Exercise brief >> Please output the data below exactly as given, starting at its first line and stopping after the line that contains "vigneshshanmugam: are we".
#### Exercise material
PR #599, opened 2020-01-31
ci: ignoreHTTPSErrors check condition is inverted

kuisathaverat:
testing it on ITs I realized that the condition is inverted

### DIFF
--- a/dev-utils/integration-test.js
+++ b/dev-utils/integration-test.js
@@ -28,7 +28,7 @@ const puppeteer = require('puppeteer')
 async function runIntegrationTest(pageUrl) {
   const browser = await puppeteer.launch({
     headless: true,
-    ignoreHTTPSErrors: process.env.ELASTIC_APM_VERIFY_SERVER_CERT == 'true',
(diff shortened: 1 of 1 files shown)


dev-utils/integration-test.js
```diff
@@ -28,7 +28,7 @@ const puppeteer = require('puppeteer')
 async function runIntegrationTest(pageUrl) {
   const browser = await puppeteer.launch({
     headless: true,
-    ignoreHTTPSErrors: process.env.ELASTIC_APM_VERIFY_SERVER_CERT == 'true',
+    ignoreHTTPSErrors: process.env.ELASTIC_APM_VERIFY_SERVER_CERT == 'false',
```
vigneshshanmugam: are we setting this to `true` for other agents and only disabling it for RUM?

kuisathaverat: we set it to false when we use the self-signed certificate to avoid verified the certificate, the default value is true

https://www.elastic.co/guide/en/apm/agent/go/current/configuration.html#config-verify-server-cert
########
Output for this task >>
PR #599, opened 2020-01-31
ci: ignoreHTTPSErrors check condition is inverted

kuisathaverat:
testing it on ITs I realized that the condition is inverted

### DIFF
--- a/dev-utils/integration-test.js
+++ b/dev-utils/integration-test.js
@@ -28,7 +28,7 @@ const puppeteer = require('puppeteer')
 async function runIntegrationTest(pageUrl) {
   const browser = await puppeteer.launch({
     headless: true,
-    ignoreHTTPSErrors: process.env.ELASTIC_APM_VERIFY_SERVER_CERT == 'true',
(diff shortened: 1 of 1 files shown)


dev-utils/integration-test.js
```diff
@@ -28,7 +28,7 @@ const puppeteer = require('puppeteer')
 async function runIntegrationTest(pageUrl) {
   const browser = await puppeteer.launch({
     headless: true,
-    ignoreHTTPSErrors: process.env.ELASTIC_APM_VERIFY_SERVER_CERT == 'true',
+    ignoreHTTPSErrors: process.env.ELASTIC_APM_VERIFY_SERVER_CERT == 'false',
```
vigneshshanmugam: are we setting this to `true` for other agents and only disabling it for RUM?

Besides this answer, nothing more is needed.